## What is being asked
Tally the lines in the entries where the string "into" appears, and write only the total.

## Records supplied
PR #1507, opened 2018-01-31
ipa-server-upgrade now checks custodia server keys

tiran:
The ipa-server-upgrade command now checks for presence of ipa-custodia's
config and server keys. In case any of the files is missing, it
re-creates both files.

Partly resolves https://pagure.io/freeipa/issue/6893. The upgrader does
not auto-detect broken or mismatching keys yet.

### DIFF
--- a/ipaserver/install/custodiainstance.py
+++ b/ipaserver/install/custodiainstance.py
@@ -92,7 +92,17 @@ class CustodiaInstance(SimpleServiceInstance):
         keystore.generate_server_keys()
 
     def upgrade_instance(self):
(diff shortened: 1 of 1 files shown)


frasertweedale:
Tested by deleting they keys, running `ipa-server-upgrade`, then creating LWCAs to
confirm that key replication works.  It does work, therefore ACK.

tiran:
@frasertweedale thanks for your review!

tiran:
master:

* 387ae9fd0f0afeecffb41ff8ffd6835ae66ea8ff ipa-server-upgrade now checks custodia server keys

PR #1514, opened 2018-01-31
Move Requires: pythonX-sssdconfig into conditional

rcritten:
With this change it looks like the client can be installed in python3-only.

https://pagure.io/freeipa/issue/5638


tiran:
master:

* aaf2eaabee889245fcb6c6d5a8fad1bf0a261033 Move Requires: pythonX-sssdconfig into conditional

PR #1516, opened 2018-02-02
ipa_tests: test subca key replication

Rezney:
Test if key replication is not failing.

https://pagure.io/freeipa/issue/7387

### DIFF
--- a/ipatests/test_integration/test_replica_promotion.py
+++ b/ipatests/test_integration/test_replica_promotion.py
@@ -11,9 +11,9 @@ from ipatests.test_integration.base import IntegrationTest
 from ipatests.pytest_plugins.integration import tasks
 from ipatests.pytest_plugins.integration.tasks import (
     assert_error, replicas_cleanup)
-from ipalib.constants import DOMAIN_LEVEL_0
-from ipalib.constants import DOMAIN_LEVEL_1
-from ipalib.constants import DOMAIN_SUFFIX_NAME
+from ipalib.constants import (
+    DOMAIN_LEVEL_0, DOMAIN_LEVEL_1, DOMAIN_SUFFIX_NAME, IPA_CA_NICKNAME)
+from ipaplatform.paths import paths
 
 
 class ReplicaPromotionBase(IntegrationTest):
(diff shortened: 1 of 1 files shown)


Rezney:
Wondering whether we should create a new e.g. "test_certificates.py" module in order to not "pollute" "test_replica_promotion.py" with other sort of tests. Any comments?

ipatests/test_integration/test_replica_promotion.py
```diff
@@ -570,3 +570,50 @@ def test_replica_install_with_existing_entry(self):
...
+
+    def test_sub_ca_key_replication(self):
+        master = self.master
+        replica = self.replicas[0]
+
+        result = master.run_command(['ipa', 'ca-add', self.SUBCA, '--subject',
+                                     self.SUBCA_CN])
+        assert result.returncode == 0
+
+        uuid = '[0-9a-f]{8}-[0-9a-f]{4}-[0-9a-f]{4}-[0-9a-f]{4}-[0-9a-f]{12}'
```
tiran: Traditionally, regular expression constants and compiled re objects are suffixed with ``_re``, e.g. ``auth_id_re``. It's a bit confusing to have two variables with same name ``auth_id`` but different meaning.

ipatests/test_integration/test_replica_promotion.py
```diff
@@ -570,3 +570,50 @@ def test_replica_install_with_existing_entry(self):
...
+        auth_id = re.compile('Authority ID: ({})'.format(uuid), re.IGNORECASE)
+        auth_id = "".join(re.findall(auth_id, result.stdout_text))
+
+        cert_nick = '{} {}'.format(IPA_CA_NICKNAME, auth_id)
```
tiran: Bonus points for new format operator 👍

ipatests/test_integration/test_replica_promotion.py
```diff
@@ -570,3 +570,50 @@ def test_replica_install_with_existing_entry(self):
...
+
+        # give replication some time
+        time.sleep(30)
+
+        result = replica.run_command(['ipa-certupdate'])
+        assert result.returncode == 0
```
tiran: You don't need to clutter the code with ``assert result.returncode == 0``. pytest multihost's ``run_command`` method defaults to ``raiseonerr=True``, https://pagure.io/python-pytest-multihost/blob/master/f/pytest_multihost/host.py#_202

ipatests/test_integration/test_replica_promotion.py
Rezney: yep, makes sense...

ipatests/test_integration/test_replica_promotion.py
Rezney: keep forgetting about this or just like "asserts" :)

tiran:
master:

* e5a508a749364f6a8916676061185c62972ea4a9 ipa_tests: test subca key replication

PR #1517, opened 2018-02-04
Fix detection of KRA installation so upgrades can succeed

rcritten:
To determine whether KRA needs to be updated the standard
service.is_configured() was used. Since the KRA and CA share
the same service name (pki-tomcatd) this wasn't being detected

## Output of the exercise
2